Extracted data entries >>
--- --- ---

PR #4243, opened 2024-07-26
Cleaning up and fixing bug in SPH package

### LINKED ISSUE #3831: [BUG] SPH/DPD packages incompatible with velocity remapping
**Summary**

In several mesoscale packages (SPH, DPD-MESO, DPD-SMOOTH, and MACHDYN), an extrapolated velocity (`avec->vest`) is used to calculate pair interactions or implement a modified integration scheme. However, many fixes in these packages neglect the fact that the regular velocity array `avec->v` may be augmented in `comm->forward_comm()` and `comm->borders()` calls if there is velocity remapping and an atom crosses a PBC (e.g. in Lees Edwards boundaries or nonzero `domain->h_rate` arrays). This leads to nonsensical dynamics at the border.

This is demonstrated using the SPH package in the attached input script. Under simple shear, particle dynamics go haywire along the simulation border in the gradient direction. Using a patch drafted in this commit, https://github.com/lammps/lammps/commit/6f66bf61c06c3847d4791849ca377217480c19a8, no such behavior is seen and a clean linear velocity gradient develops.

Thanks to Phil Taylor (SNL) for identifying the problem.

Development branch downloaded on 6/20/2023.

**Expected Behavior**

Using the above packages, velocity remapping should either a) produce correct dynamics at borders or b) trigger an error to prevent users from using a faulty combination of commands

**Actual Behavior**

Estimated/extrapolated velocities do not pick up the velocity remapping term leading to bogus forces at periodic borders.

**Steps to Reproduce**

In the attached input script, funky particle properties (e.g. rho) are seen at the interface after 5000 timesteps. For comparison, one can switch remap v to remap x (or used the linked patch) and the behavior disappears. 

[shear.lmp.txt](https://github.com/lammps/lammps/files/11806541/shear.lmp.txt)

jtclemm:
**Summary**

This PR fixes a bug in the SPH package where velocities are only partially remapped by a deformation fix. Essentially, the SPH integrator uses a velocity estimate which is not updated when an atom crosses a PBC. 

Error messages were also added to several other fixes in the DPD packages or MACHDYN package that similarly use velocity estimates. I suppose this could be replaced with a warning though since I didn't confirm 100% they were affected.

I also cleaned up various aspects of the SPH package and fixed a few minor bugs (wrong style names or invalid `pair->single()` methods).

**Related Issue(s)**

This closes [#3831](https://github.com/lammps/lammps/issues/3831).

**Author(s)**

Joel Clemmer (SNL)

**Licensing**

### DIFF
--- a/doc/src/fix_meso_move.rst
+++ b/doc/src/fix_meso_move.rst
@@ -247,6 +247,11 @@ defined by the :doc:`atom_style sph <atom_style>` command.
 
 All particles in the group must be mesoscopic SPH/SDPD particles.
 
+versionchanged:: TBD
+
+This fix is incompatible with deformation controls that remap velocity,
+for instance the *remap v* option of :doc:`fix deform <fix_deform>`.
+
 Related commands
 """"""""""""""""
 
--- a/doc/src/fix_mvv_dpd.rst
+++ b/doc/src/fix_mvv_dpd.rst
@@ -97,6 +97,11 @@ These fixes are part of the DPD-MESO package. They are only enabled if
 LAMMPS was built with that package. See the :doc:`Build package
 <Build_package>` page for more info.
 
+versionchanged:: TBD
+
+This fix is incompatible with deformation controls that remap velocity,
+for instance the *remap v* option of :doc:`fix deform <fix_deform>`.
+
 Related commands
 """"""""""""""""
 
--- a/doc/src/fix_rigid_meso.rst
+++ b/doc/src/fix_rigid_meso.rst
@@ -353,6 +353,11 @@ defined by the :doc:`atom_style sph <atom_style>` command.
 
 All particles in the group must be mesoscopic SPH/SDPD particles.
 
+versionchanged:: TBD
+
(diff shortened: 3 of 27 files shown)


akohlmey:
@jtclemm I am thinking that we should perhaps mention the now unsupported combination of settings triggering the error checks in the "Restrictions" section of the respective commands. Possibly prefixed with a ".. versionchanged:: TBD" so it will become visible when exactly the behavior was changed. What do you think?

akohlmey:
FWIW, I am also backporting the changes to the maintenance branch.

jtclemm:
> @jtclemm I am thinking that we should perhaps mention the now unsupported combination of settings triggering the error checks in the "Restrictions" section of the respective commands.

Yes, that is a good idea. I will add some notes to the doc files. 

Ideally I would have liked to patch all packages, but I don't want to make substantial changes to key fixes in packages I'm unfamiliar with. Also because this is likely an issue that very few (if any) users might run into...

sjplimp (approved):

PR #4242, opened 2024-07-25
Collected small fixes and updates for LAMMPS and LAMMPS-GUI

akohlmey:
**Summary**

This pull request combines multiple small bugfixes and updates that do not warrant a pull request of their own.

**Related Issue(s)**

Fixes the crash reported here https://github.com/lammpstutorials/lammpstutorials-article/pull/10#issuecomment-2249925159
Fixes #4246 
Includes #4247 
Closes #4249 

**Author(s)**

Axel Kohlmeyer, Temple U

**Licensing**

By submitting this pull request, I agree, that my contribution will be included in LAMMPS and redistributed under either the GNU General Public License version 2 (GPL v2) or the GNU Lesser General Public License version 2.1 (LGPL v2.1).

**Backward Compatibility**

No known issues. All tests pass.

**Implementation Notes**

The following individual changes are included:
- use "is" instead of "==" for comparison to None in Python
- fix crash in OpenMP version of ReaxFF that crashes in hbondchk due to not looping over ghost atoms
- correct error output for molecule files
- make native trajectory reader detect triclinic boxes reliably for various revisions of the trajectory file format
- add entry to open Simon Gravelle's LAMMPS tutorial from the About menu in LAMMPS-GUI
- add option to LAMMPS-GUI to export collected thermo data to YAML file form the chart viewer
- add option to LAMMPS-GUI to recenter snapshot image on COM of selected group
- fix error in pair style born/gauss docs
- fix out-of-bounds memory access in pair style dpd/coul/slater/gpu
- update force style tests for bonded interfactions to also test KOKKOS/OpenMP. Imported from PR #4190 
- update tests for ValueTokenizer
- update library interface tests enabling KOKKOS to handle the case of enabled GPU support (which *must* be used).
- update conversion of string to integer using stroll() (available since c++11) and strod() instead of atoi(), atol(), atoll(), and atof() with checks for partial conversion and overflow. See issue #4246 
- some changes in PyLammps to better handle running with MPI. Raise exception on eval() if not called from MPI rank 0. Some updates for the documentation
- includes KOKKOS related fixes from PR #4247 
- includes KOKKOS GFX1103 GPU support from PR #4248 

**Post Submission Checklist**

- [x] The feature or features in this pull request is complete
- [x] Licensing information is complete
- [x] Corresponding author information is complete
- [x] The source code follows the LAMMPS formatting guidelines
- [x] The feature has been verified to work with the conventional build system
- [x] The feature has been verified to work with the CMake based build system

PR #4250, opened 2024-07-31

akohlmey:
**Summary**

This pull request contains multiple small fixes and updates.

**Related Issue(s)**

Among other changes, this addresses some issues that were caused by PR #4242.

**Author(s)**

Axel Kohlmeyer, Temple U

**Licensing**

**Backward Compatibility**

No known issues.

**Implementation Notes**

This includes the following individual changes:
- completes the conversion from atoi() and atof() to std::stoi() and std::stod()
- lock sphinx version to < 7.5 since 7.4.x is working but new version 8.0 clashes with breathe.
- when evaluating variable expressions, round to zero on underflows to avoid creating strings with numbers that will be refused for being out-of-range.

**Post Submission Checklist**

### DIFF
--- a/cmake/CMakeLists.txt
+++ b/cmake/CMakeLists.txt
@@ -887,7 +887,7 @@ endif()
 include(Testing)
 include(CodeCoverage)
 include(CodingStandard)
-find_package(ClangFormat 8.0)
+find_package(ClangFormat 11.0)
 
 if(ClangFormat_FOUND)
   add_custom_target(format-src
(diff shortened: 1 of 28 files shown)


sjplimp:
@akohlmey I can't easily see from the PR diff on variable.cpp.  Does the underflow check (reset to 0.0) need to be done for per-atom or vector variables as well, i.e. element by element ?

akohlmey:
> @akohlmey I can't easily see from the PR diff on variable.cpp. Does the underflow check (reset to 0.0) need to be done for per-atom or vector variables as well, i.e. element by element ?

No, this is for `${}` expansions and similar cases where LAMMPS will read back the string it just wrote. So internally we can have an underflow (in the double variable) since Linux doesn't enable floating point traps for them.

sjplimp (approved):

--- --- ---

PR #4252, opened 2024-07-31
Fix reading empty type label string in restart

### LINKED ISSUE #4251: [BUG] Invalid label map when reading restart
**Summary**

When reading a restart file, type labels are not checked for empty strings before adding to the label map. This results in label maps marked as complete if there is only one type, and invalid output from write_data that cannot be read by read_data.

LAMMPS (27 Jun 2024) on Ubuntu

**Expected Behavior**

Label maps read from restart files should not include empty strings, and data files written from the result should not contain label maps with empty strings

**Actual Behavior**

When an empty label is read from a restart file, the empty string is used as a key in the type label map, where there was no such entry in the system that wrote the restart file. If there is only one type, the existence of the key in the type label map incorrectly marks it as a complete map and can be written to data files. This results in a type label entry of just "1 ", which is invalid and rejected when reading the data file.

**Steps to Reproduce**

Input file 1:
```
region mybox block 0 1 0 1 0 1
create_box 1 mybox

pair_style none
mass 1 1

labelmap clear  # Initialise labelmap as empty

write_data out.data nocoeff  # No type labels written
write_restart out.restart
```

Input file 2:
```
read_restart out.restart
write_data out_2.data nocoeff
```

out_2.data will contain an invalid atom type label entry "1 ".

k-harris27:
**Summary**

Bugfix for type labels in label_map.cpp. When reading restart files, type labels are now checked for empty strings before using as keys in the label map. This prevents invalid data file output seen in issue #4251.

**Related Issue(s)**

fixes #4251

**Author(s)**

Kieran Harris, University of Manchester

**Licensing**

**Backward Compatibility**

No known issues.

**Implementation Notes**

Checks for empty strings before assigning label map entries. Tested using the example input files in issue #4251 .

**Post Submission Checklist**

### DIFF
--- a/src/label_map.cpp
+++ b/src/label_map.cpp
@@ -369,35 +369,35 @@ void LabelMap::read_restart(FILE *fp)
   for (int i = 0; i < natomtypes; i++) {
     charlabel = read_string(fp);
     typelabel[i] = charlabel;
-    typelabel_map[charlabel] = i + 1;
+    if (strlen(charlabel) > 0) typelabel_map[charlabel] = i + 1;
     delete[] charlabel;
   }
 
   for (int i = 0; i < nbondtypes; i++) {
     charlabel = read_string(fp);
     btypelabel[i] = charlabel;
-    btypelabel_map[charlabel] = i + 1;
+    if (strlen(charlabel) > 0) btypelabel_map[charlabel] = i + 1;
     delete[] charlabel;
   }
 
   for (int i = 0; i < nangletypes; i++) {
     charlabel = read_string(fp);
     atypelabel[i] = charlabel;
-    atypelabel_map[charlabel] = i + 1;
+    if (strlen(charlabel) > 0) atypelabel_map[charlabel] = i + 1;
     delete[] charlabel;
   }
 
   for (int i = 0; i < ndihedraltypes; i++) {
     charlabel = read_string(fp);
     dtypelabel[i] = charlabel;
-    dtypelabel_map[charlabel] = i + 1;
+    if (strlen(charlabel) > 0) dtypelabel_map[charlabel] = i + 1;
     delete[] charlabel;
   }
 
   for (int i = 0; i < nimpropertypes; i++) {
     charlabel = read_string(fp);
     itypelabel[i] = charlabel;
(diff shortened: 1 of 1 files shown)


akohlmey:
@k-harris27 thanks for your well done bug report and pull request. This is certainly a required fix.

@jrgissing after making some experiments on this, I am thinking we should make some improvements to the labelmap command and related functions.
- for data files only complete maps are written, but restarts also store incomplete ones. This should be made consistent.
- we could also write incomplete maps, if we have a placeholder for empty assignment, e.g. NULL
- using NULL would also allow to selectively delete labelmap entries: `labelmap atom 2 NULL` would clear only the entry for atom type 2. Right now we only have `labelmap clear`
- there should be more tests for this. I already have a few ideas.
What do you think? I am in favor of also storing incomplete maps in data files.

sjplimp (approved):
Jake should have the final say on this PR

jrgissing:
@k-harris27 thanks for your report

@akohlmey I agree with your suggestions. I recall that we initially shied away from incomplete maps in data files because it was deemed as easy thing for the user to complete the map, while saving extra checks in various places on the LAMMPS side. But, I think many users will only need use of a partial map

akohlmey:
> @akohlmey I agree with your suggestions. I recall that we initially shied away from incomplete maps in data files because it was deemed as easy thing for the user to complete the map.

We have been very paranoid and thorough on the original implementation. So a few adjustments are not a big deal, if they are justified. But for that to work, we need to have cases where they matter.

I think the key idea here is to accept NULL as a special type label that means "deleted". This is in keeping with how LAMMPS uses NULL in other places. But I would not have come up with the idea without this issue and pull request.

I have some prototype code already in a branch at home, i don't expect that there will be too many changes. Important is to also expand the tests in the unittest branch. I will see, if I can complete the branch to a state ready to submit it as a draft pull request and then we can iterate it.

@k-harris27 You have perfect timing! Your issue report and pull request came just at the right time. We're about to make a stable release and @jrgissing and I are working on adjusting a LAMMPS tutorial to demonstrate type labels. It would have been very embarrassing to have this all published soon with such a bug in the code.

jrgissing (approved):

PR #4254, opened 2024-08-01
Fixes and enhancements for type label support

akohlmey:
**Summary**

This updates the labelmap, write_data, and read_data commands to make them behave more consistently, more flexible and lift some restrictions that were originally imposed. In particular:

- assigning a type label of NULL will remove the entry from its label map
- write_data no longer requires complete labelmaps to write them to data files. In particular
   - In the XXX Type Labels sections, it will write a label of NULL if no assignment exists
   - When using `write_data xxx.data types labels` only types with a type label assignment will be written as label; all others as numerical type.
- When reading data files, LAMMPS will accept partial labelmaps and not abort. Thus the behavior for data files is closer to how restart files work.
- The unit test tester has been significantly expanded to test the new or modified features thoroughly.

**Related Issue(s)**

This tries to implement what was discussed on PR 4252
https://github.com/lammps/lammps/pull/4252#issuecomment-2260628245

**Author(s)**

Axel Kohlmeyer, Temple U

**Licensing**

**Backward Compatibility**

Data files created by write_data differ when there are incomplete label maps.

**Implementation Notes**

--- --- ---

Assignment >>
How many lines in the entries include "jrgissing"? Only the number is wanted.

The completed task >>
4